In the winter, she lived like a mole, buried deep in her office, digging among maps and manuscripts. She lived close to her work and shopped on the way between her apartment and the Institute, scurrying hastily through the tube of winter from refuge to refuge, wasting no time. She did not like cold air on her skin.
 
Her basement room at the Institute was close to the steam pipes and protectively lined with books, wooden filing cabinets and very old, brown, framed photographs of unlikely people: General Booth and somebody's Grandma Town, France from the air in 1915, groups of athletes and sappers; things people brought her because she would not throw them out, because it was her job to keep them.
 
"Don't throw it out," people said. "Lug it all down to the Historical Institute. They might want it. He might have been more of a somebody than we thought, even if he did drink." So she had retrieved from their generosity a Christmas card from the trenches with a celluloid boot on it, a parchment poem to Chingacousy Township graced with a wreath of human hair, a signed photograph of the founder of a seed company long ago absorbed by a competitor.

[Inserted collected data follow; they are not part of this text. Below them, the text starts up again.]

PR #2161, opened 2025-11-25
Update trigger behavior for memory accesses to match recommended debug specification behavior

fkhaidari:
According to the debug specification (select bit description):

0 (address): There is at least one compare value and it contains the lowest virtual address of the access. In addition, it is recommended that there are additional compare values for the other accessed virtual addresses match. (E.g. on a 32-bit read from 0x4000, the lowest address is 0x4000 and the other addresses are 0x4001, 0x4002, and 0x4003.)

1 (data): There is exactly one compare value and it contains the data value loaded or stored, or the instruction executed. Any bits beyond the size of the data access will contain 0.

Previously, when select bit was 0, Spike did not follow the recommendation and provided only 1 matching value to the trigger module. This change modifies the behavior to the recommended one.

The implementation follows the debug specification recommendation.

### DIFF
--- a/riscv/mmu.cc
+++ b/riscv/mmu.cc
@@ -3,10 +3,14 @@
 #include "config.h"
 #include "mmu.h"
 #include "arith.h"
+#include "memif.h"
 #include "simif.h"
 #include "processor.h"
 #include "decode_macros.h"
 #include "platform.h"
+#include "triggers.h"
+
+#include <cassert>
 
 mmu_t::mmu_t(simif_t* sim, endianness_t endianness, processor_t* proc, reg_t cache_blocksz)
  : sim(sim), proc(proc), blocksz(cache_blocksz),
@@ -109,7 +113,8 @@ mmu_t::insn_parcel_t mmu_t::fetch_slow_path(reg_t vaddr)
   auto access_info = generate_access_info(vaddr, FETCH, {});
 
   if (check_triggers_fetch)
-    check_triggers(triggers::OPERATION_EXECUTE, vaddr, access_info.effective_virt);
+    check_triggers(triggers::OPERATION_EXECUTE, vaddr,
+      access_info.effective_virt, sizeof(insn_parcel_t));
 
   if (!tlb_hit) {
     paddr = translate(access_info, sizeof(insn_parcel_t));
@@ -128,13 +133,16 @@ mmu_t::insn_parcel_t mmu_t::fetch_slow_path(reg_t vaddr)
 
   auto res = perform_intrapage_fetch(vaddr, host_addr, paddr);
 
-  if (check_triggers_fetch)
-    check_triggers(triggers::OPERATION_EXECUTE, vaddr, access_info.effective_virt, from_le(res));
+  if (!check_triggers_fetch)
+    return res;
+
+  check_triggers(triggers::OPERATION_EXECUTE, vaddr,
+    access_info.effective_virt, sizeof(insn_parcel_t), from_le(res));
 
   return res;
 }
 
-reg_t reg_from_bytes(size_t len, const uint8_t* bytes)
+static reg_t reg_from_bytes(size_t len, const uint8_t* bytes)
 {
   switch (len) {
     case 1:
@@ -211,25 +219,41 @@ bool mmu_t::mmio(reg_t paddr, size_t len, uint8_t* bytes, access_type type)
   return true;
 }
 
-void mmu_t::check_triggers(triggers::operation_t operation, reg_t address, bool virt, reg_t tval, std::optional<reg_t> data)
+void mmu_t::check_triggers(triggers::operation_t operation,
+  reg_t addr, bool virt, std::size_t data_size, const std::uint8_t* bytes)
+{
+  assert(data_size > 0);
+  assert(data_size <= sizeof(reg_t));
+  check_triggers(operation, addr, virt,
+    data_size, reg_from_bytes(data_size, bytes));
+}
+
+void mmu_t::check_triggers(triggers::operation_t operation,
+  reg_t addr, bool virt, size_t access_len)
+{
+  check_triggers(operation, addr, virt, access_len, std::nullopt);
+}
+
+void mmu_t::check_triggers(triggers::operation_t operation, reg_t address, bool virt, std::size_t size, std::optional<reg_t> data)
 {
   if (matched_trigger || !proc)
     return;
 
-  auto match = proc->TM.detect_memory_access_match(operation, address, data);
+  auto match = proc->TM.detect_memory_access_match(operation, address, size, data);
+  if (!match.has_value())
+    return;
 
-  if (match.has_value())
-    switch (match->timing) {
-      case triggers::TIMING_BEFORE:
-        throw triggers::matched_t(operation, tval, match->action, virt);
+  switch (match->timing) {
+    case triggers::TIMING_BEFORE:
+      throw triggers::matched_t(operation, address, match->action, virt);
 
-      case triggers::TIMING_AFTER:
-        // We want to take this exception on the next instruction.  We check
-        // whether to do so in the I$ refill slow path, which we can force by
-        // flushing the TLB.
-        flush_tlb();
-        matched_trigger = triggers::matched_t(operation, tval, match->action, virt);
-    }
+    case triggers::TIMING_AFTER:
+      // We want to take this exception on the next instruction.  We check
+      // whether to do so in the I$ refill slow path, which we can force by
+      // flushing the TLB.
+      flush_tlb();
+      matched_trigger = triggers::matched_t(operation, address, match->action, virt);
+  }
 }
 
 inline void mmu_t::perform_intrapage_load(reg_t vaddr, uintptr_t host_addr, reg_t paddr, reg_t len, uint8_t* bytes, xlate_flags_t xlate_flags)
@@ -272,8 +296,11 @@ void mmu_t::load_slow_path_intrapage(reg_t len, uint8_t* bytes, mem_access_info_
   }
 }
 
-void mmu_t::load_slow_path(reg_t original_addr, reg_t len, uint8_t* bytes, xlate_flags_t xlate_flags)
+void mmu_t::load_slow_path(reg_t original_addr, std::size_t len,
+  std::uint8_t* bytes, xlate_flags_t xlate_flags)
 {
+  assert(len > 0);
+
   if (likely(!xlate_flags.is_special_access())) {
     // Fast path for simple cases
     auto [tlb_hit, host_addr, paddr] = access_tlb(tlb_load, original_addr, TLB_FLAGS & ~TLB_CHECK_TRIGGERS);
@@ -289,7 +316,8 @@ void mmu_t::load_slow_path(reg_t original_addr, reg_t len, uint8_t* bytes, xlate
   reg_t transformed_addr = access_info.transformed_vaddr;
 
   if (check_triggers_load)
-    check_triggers(triggers::OPERATION_LOAD, transformed_addr, access_info.effective_virt);
+    check_triggers(triggers::OPERATION_LOAD,
+      transformed_addr, access_info.effective_virt, len);
 
   if ((transformed_addr & (len - 1)) == 0) {
     load_slow_path_intrapage(len, bytes, access_info);
@@ -301,7 +329,7 @@ void mmu_t::load_slow_path(reg_t original_addr, reg_t len, uint8_t* bytes, xlate
     if (access_info.flags.lr)
       throw trap_load_access_fault(gva, transformed_addr, 0, 0);
 
-    reg_t len_page0 = std::min(len, PGSIZE - transformed_addr % PGSIZE);
+    reg_t len_page0 = std::min<reg_t>(len, PGSIZE - transformed_addr % PGSIZE);
     load_slow_path_intrapage(len_page0, bytes, access_info);
     if (len_page0 != len) {
       auto tail_access_info = generate_access_info(original_addr + len_page0, LOAD, xlate_flags);
@@ -309,16 +337,14 @@ void mmu_t::load_slow_path(reg_t original_addr, reg_t len, uint8_t* bytes, xlate
     }
   }
 
-  if (check_triggers_load) {
-    while (len > sizeof(reg_t)) {
-        check_triggers(triggers::OPERATION_LOAD, transformed_addr, access_info.effective_virt, reg_from_bytes(sizeof(reg_t), bytes));
-      len -= sizeof(reg_t);
-      bytes += sizeof(reg_t);
-    }
-    check_triggers(triggers::OPERATION_LOAD, transformed_addr, access_info.effective_virt, reg_from_bytes(len, bytes));
-  }
+  if (!proc)
+    return;
 
-  if (proc && unlikely(proc->get_log_commits_enabled()))
+  if (check_triggers_load)
+    check_triggers(triggers::OPERATION_LOAD,
+      transformed_addr, access_info.effective_virt, len, bytes);
+
+  if (unlikely(proc->get_log_commits_enabled()))
     proc->state.log_mem_read.push_back(std::make_tuple(original_addr, 0, len));
 }
 
@@ -359,7 +385,9 @@ void mmu_t::store_slow_path_intrapage(reg_t len, const uint8_t* bytes, mem_acces
     perform_intrapage_store(vaddr, host_addr, paddr, len, bytes, access_info.flags);
 }
 
-void mmu_t::store_slow_path(reg_t original_addr, reg_t len, const uint8_t* bytes, xlate_flags_t xlate_flags, bool actually_store, bool UNUSED require_alignment)
+void mmu_t::store_slow_path(reg_t original_addr, std::size_t len,
+    const std::uint8_t* bytes, xlate_flags_t xlate_flags,
+    bool actually_store, bool UNUSED require_alignment)
 {
   if (likely(!xlate_flags.is_special_access())) {
     // Fast path for simple cases
@@ -377,16 +405,9 @@ void mmu_t::store_slow_path(reg_t original_addr, reg_t len, const uint8_t* bytes
   auto access_info = generate_access_info(original_addr, STORE, xlate_flags);
   reg_t transformed_addr = access_info.transformed_vaddr;
 
-  if (actually_store && check_triggers_store) {
-    reg_t trig_len = len;
-    const uint8_t* trig_bytes = bytes;
-    while (trig_len > sizeof(reg_t)) {
-      check_triggers(triggers::OPERATION_STORE, transformed_addr, access_info.effective_virt, reg_from_bytes(sizeof(reg_t), trig_bytes));
-      trig_len -= sizeof(reg_t);
-      trig_bytes += sizeof(reg_t);
-    }
-    check_triggers(triggers::OPERATION_STORE, transformed_addr, access_info.effective_virt, reg_from_bytes(trig_len, trig_bytes));
-  }
+  if (actually_store && check_triggers_store)
+    check_triggers(triggers::OPERATION_STORE,
+      transformed_addr, access_info.effective_virt, len, bytes);
 
   if (transformed_addr & (len - 1)) {
     bool gva = access_info.effective_virt;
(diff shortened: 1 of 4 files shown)


fkhaidari:
@aswaterman, could you take a look?

riscv/mmu.cc
```diff
@@ -309,16 +309,21 @@ void mmu_t::load_slow_path(reg_t original_addr, reg_t len, uint8_t* bytes, xlate
...
 
+  if (!proc)
+    return;
+
   if (check_triggers_load) {
-    while (len > sizeof(reg_t)) {
-        check_triggers(triggers::OPERATION_LOAD, transformed_addr, access_info.effective_virt, reg_from_bytes(sizeof(reg_t), bytes));
-      len -= sizeof(reg_t);
-      bytes += sizeof(reg_t);
+    auto xlen_bytes = proc->get_xlen();
```
aswaterman: XLEN is measured in bits, not bytes.  You need to divide by 8.

riscv/mmu.cc
```diff
@@ -377,15 +382,18 @@ void mmu_t::store_slow_path(reg_t original_addr, reg_t len, const uint8_t* bytes
...
-  if (actually_store && check_triggers_store) {
+  if (actually_store && check_triggers_store && proc) {
     reg_t trig_len = len;
     const uint8_t* trig_bytes = bytes;
-    while (trig_len > sizeof(reg_t)) {
-      check_triggers(triggers::OPERATION_STORE, transformed_addr, access_info.effective_virt, reg_from_bytes(sizeof(reg_t), trig_bytes));
-      trig_len -= sizeof(reg_t);
-      trig_bytes += sizeof(reg_t);
+    auto trig_addr = transformed_addr;
+    auto xlen_bytes = proc->get_xlen();
```
aswaterman: Same comment as https://github.com/riscv-software-src/riscv-isa-sim/pull/2161/files#r2561412832

riscv/mmu.cc
```diff
@@ -309,16 +309,21 @@ void mmu_t::load_slow_path(reg_t original_addr, reg_t len, uint8_t* bytes, xlate
...
-    while (len > sizeof(reg_t)) {
-        check_triggers(triggers::OPERATION_LOAD, transformed_addr, access_info.effective_virt, reg_from_bytes(sizeof(reg_t), bytes));
-      len -= sizeof(reg_t);
-      bytes += sizeof(reg_t);
+    auto xlen_bytes = proc->get_xlen();
+    while (len > xlen_bytes) {
+        check_triggers(triggers::OPERATION_LOAD, transformed_addr, access_info.effective_virt, xlen_bytes, reg_from_bytes(xlen_bytes, bytes));
+      len -= xlen_bytes;
+      bytes += xlen_bytes;
+    transformed_addr += xlen_bytes;
```
aswaterman: wrong indentation

riscv/mmu.cc
```diff
@@ -309,16 +309,21 @@ void mmu_t::load_slow_path(reg_t original_addr, reg_t len, uint8_t* bytes, xlate
...
     }
-    check_triggers(triggers::OPERATION_LOAD, transformed_addr, access_info.effective_virt, reg_from_bytes(len, bytes));
+    check_triggers(triggers::OPERATION_LOAD, transformed_addr, access_info.effective_virt, len, reg_from_bytes(len, bytes));
   }
 
-  if (proc && unlikely(proc->get_log_commits_enabled()))
+  if (unlikely(proc->get_log_commits_enabled()))
```
aswaterman, line 347: this change is unrelated to the PR; undo it

riscv/mmu.cc
```diff
@@ -309,16 +309,21 @@ void mmu_t::load_slow_path(reg_t original_addr, reg_t len, uint8_t* bytes, xlate
...
+    return;
+
   if (check_triggers_load) {
-    while (len > sizeof(reg_t)) {
-        check_triggers(triggers::OPERATION_LOAD, transformed_addr, access_info.effective_virt, reg_from_bytes(sizeof(reg_t), bytes));
-      len -= sizeof(reg_t);
-      bytes += sizeof(reg_t);
+    auto xlen_bytes = proc->get_xlen();
+    while (len > xlen_bytes) {
+        check_triggers(triggers::OPERATION_LOAD, transformed_addr, access_info.effective_virt, xlen_bytes, reg_from_bytes(xlen_bytes, bytes));
```
aswaterman: This logic doesn't look right to me.  The total number of bytes reported to `check_triggers` will in general be `len` rounded up to the next multiple of XLEN/8, rather than simply `len`.  (Consider e.g. the case of the `lb` instruction, where `len` is 1.)

Don't you want to use `len` instead of `xlen_bytes` in both places?

riscv/mmu.cc
```diff
@@ -377,15 +382,18 @@ void mmu_t::store_slow_path(reg_t original_addr, reg_t len, const uint8_t* bytes
...
     reg_t trig_len = len;
     const uint8_t* trig_bytes = bytes;
-    while (trig_len > sizeof(reg_t)) {
-      check_triggers(triggers::OPERATION_STORE, transformed_addr, access_info.effective_virt, reg_from_bytes(sizeof(reg_t), trig_bytes));
-      trig_len -= sizeof(reg_t);
-      trig_bytes += sizeof(reg_t);
+    auto trig_addr = transformed_addr;
+    auto xlen_bytes = proc->get_xlen();
+    while (trig_len > xlen_bytes) {
+      check_triggers(triggers::OPERATION_STORE, trig_addr, access_info.effective_virt, xlen_bytes, reg_from_bytes(sizeof(reg_t), trig_bytes));
```
aswaterman: Same comment as https://github.com/riscv-software-src/riscv-isa-sim/pull/2161/files#r2561431576

riscv/triggers.cc
```diff
@@ -251,23 +251,25 @@ std::optional<match_result_t> mcontrol_common_t::detect_memory_access_match(proc
...
   // We need this because in 32-bit mode sometimes the PC bits get sign
   // extended.
   auto xlen = proc->get_xlen();
-  if (xlen == 32) {
-    value &= 0xffffffff;
-  }
+  auto mask = make_mask64(0, xlen);
+  value &= mask;
+
+  for (std::size_t i = 0; i < len; ++i)
```
aswaterman: why in increments of 1 rather than words?

riscv/triggers.cc
```diff
@@ -251,23 +251,25 @@ std::optional<match_result_t> mcontrol_common_t::detect_memory_access_match(proc
...
+    if (simple_match(xlen, (value + i) & mask)) {
```
aswaterman: I don't understand the logic here.  Why are we adding the current byte offset to the data value?

aswaterman (commented):
@en-sc Can you help review?

riscv/mmu.cc
fkhaidari: Oh, thanks. I've missed that. Addressed

riscv/mmu.cc
fkhaidari: Addressed

riscv/mmu.cc
fkhaidari: Addressed

riscv/mmu.cc
fkhaidari: I did it to avoid repetitions:

```c
  if (!proc)
    return;

  if (check_triggers_load) {
    auto xlen_bytes = proc->get_xlen() / 8;
    // ...
  }

  if (unlikely(proc->get_log_commits_enabled()))
    proc->state.log_mem_read.push_back(std::make_tuple(original_addr, 0, len));
```

Instead of

```c
  if (proc && check_triggers_load) {
    auto xlen_bytes = proc->get_xlen() / 8;
    // ...
  }

  if (proc && unlikely(proc->get_log_commits_enabled()))
    proc->state.log_mem_read.push_back(std::make_tuple(original_addr, 0, len));
```

But I may use 2nd variant if you believe it's better

riscv/mmu.cc
fkhaidari: > The total number of bytes reported to check_triggers will in general be len rounded up to the next multiple of XLEN/8

As I understand it would be equal to `len` exactly. This while loop handles `len` rounded down to the multiple of `XLEN / 8`. Tail is handled after while loop here:
```c
check_triggers(triggers::OPERATION_LOAD, transformed_addr, access_info.effective_virt, len, reg_from_bytes(len, bytes));
```

> Don't you want to use len instead of xlen_bytes in both places?

Here we check data triggers. Comparing loaded data with `tdata2`. Size of `tdata2` is `XLEN`. That's why I am iterating over read memory with stride equal `xlen_bytes`

Did I understand your question correct?

riscv/mmu.cc
fkhaidari: Check: https://github.com/riscv-software-src/riscv-isa-sim/pull/2161#discussion_r2562055851

riscv/triggers.cc
fkhaidari: For address triggers. This for loop checks every address in the accessed range

riscv/triggers.cc
fkhaidari: For data value `len == 1` so there is no problem here

```c
  reg_t value;
  if (select) {
    if (!data.has_value())
      return std::nullopt;
    value = *data;
    len = 1;
  } else {
    value = address;
  }
  ```

**Comment by fkhaidari** [comment]
@aswaterman, this MR may be a little bit confusing. I believe the problem in signature of the original function:
```c
void check_triggers(triggers::operation_t operation, reg_t address, bool virt, std::optional<reg_t> data = std::nullopt);
```

In this parameter to be precise: `std::optional<reg_t> data = std::nullopt`. If `data == std::nullopt` it behaves like address trigger checker and checks whole range. Otherwise it is data trigger checker. Probably it is better to improve this interface:

```c
void check_data_triggers(triggers::operation_t operation, reg_t address, bool virt, reg_t data);
void check_addr_triggers(triggers::operation_t operation, reg_t address, bool virt, reg_t tval);
```

Same for `std::optional<match_result_t> module_t::detect_memory_access_match(operation_t operation, reg_t address, std::optional<reg_t> data)` and `virtual std::optional<match_result_t> trigger_t::detect_memory_access_match(processor_t * const proc, operation_t operation, reg_t address, std::optional<reg_t> data)`.

So I decided to avoid this splitting. I may introduce it in one of the future MRs

riscv/mmu.cc
aswaterman: Ah, OK, I agree.

riscv/mmu.cc
aswaterman: OK, I understand.  I will leave it to @en-sc to review the semantics with that fact in mind.

aswaterman:
@fkhaidari You're probably right that it would be clearer to split `check_triggers` into two `check_data_triggers` and `check_addr_triggers`.

riscv/triggers.cc
aswaterman: That's very subtle.  I agree it appears to be correct, but it probably deserves a comment that the `+ i` only applies in the address case, for the reason you mentioned.

riscv/triggers.cc
```diff
@@ -238,7 +238,7 @@ bool mcontrol_common_t::simple_match(unsigned xlen, reg_t value) const {
   assert(0);
 }
 
-std::optional<match_result_t> mcontrol_common_t::detect_memory_access_match(processor_t * const proc, operation_t operation, reg_t address, std::optional<reg_t> data) noexcept {
+std::optional<match_result_t> mcontrol_common_t::detect_memory_access_match(processor_t * const proc, operation_t operation, reg_t address, size_t len, std::optional<reg_t> data) noexcept {
```
en-sc:
```suggestion
std::optional<match_result_t> mcontrol_common_t::detect_memory_access_match(processor_t * const proc, operation_t operation, reg_t address, std::size_t len, std::optional<reg_t> data) noexcept {
```
For consistency with the index in the loop.

en-sc:
> it would be clearer to split check_triggers into two check_data_triggers and check_addr_triggers.

@fkhaidari, @aswaterman, unfortunately this will not work.

A data trigger can be chained with an address trigger (e.g. a watchpoint on a store of a particular value, see [here](https://github.com/riscv-software-src/riscv-isa-sim/pull/2161/files#diff-c824bb2650fa95877b80dc95aa5ceed5c993b09b9c68e3805e55aa949fb194b1R397)).
For this to work, we will need for both, address and data, to be available when checking the chain.

riscv/triggers.cc
```diff
@@ -251,23 +251,25 @@ std::optional<match_result_t> mcontrol_common_t::detect_memory_access_match(proc
...
   }
 
   // We need this because in 32-bit mode sometimes the PC bits get sign
   // extended.
   auto xlen = proc->get_xlen();
-  if (xlen == 32) {
-    value &= 0xffffffff;
-  }
+  auto mask = make_mask64(0, xlen);
+  value &= mask;
```
en-sc: I'd suggest to either:
1. Move the masking into the `simple_match()`.
2. Add an assertion in the `simple_match()` that the value is masked.

riscv/triggers.cc
en-sc: Perhaps the call to the `simple_match()` can be moved into both branches of `if (select)` (with the loop in the `else` branch), dropping the `value` variable?
I believe this will make the code clearer and will eliminate the hack.

riscv/mmu.cc
en-sc: TBH, I'm not sure this code is correct.

AFAIU, this case can be triggered for a vector memory operation with SEW > XLEN. This case is governed by [5.5.2. Combined Accesses]:
> Some instructions lead a hart to perform multiple memory accesses. This includes vector loads and
stores, as well as cm.push and cm.pop instructions. The Trigger Module should match such accesses as
if they all happened individually. E.g. a vector load should be treated as if it performed multiple loads
of size SEW (selected element width), and cm.push should be treated as if it performed multiple stores
of size XLEN.

It seems like there should be a clarification made for the case of a data value being wider then XLEN. For now the `select` field description only covers sizes less or equal to XLEN.
> 1 (data): There is exactly one compare value and it contains
the data value loaded or stored, or the instruction
executed. Any bits beyond the size of the data access will
contain 0.

On a side note, do cache management operations come through here too? If so, this needs to be addressed. See [5.5.3. Cache Operations] for details. However, I'd suggest to add a TODO and address it sometime later.

en-sc: Please see https://github.com/riscv/riscv-debug-spec/issues/1183

aswaterman:
> For this to work, we will need for both, address and data, to be available when checking the chain.

Ah, right.

riscv/triggers.cc
fkhaidari: Clarified

riscv/mmu.cc
fkhaidari: Added todo

riscv/triggers.cc
fkhaidari: Addressed

riscv/triggers.cc
fkhaidari: Addressed

riscv/triggers.cc
fkhaidari: Addressed 1

fkhaidari:
@aswaterman, @en-sc, could you take a look once again?

aswaterman:
I'm short on time, so I'll defer to @en-sc's expertise.

riscv/mmu.cc
en-sc: @fkhaidari, please consider investigating when this loop is entered.
I feel like vector accesses are already split into elements at this point, though I'm not sure.
I would expect this code is relevant to handling of accesses with an element wider then xlen, e.g.:
1. FPU register store/load with D extension on a RV32 platform.
2. Vector register store/load with element width greater then XLEN (64 bits on RV32).

Please try running a simple binary that executes such accesses and observing when this loop is entered.

The concern is -- if the assumption is true (e.g. (1) enters the loop) the behavior will be erroneous.

riscv/triggers.cc
en-sc: LGTM

riscv/triggers.cc
en-sc: LGTM

aswaterman:
@en-sc I saw you approved of the various sub-changes.  Is the PR OK with you overall now?

en-sc:
> @en-sc I saw you approved of the various sub-changes. Is the PR OK with you overall now?

Not yet. I'm still waiting for a reply here: https://github.com/riscv-software-src/riscv-isa-sim/pull/2161#discussion_r2622832233

I'll post an overall comment outside of any thread once the change is LGTM.

riscv/mmu.cc
fkhaidari: > I feel like vector accesses are already split into elements at this point

You are right, vector insns are using this macro for memory access
```c
#define VI_LD(stride, offset, elt_width, is_mask_ldst) \
  const reg_t nf = insn.v_nf() + 1; \
  VI_CHECK_LOAD(elt_width, is_mask_ldst); \
  const reg_t vl = is_mask_ldst ? ((P.VU.vl->read() + 7) / 8) : P.VU.vl->read(); \
  const reg_t baseAddr = RS1; \
  const reg_t vd = insn.rd(); \
  for (reg_t i = 0; i < vl; ++i) { \
    VI_ELEMENT_SKIP; \
    VI_STRIP(i); \
    P.VU.vstart->write(i); \
    for (reg_t fn = 0; fn < nf; ++fn) { \
      elt_width##_t val = MMU.load<elt_width##_t>( \
        baseAddr + (stride) + (offset) * sizeof(elt_width##_t)); \
      P.VU.elt<elt_width##_t>(vd + fn * emul, vreg_inx, true) = val; \
    } \
  } \
  P.VU.vstart->write(0);
```

Also I have reworked this PR a little so now element size is passed explicitly and trigger doesn't try to match `elem_size > xlen`

riscv/mmu.h
```diff
@@ -217,7 +220,7 @@ class mmu_t
 
     auto base = transformed_addr & ~(blocksz - 1);
     for (size_t offset = 0; offset < blocksz; offset += 1) {
-      check_triggers(triggers::OPERATION_STORE, base + offset, false, transformed_addr, std::nullopt);
+      check_triggers(triggers::OPERATION_STORE, base + offset, false, 1);
```
en-sc: Please, consider moving the call out of the loop.
```
check_triggers(triggers::OPERATION_STORE, base + offset, false, blocksz);
for (size_t offset = 0; offset < blocksz; offset += 1) {
   ...
```
See [5.5.3. Cache Operations] for the reference.

riscv/mmu.h
```diff
@@ -228,7 +231,7 @@ class mmu_t
 
     auto base = transformed_addr & ~(blocksz - 1);
     for (size_t offset = 0; offset < blocksz; offset += 1)
-      check_triggers(triggers::OPERATION_STORE, base + offset, false, transformed_addr, std::nullopt);
+      check_triggers(triggers::OPERATION_STORE, base + offset, false, 1);
```
en-sc: Same as for `cbo_zero()`.

riscv/mmu.cc
```diff
@@ -211,25 +218,40 @@ bool mmu_t::mmio(reg_t paddr, size_t len, uint8_t* bytes, access_type type)
   return true;
 }
 
-void mmu_t::check_triggers(triggers::operation_t operation, reg_t address, bool virt, reg_t tval, std::optional<reg_t> data)
+void mmu_t::check_triggers(triggers::operation_t operation,
+  reg_t addr, bool virt, std::size_t data_size, const std::uint8_t* bytes)
+{
+  assert(data_size > 0);
```
en-sc, line 225: Please, add an assertion that `data_size` is less or equal to `sizeof(reg_t)`

en-sc (changes requested):

riscv/mmu.h
fkhaidari: Addressed

riscv/mmu.h
fkhaidari: Addressed

riscv/mmu.cc
fkhaidari: Addressed

en-sc: LGTM

en-sc (approved):

riscv/mmu.h
en-sc: LGTM

riscv/mmu.h
en-sc: LGTM

riscv/mmu.cc
en-sc: LGTM

en-sc:
LGTM
@aswaterman, I don't have any further concerns. The change seems solid.

aswaterman (approved):
@fkhaidari Thanks again for the PR, and thank you for taking the time to shepherd it, @en-sc.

Trivia which she used to remind herself that long ago the outside world had existed, that there was more to today than yesterday with its yellowing paper and browning ink and maps that tended to shatter when they were unfolded.
 
Yet, when the weather turned and the sun filtered into even her basement windows, when the sunbeams were laden with spring dust and the old tin ashtrays began to stink of a winter of nicotine and contemplation, the flaws in her plodding private world were made public, even to her, for although she loved old shabby things, things that had already been loved and suffered, objects with a past, when she saw that her arms were slug- pale and her fingerprints grained with old, old ink, that the detritus with which she bedizened her bulletin boards was curled and valueless, when she found that her eyes would no longer focus in the light, she was always ashamed, for the image of the Good Life long ago stamped on her soul was quite different from this, and she suffered in contrast.
 
This year, however, she was due to escape the shaming moment of realization. The mole would not be forced to admit that it had been intended for an antelope. The Director found her among her files and rolled maps and, standing solemnly under a row of family portraits donated to the Institute on the grounds that it would be impious to hang them, as was then fashionable, in the bathroom, announced that the Cary estate had at last been settled in favour of the Institute.
 
He looked at her, she looked at him: it had happened. For once, instead of Sunday school attendance certificates, old emigration documents, envelopes of unidentified farmers' Sunday photographs and withered love letters, something of real value had been left them.
 
"You'd better get packing, Lou," he said, "and go up and do a job on it. The change will do you good."

From the Hardcover edition.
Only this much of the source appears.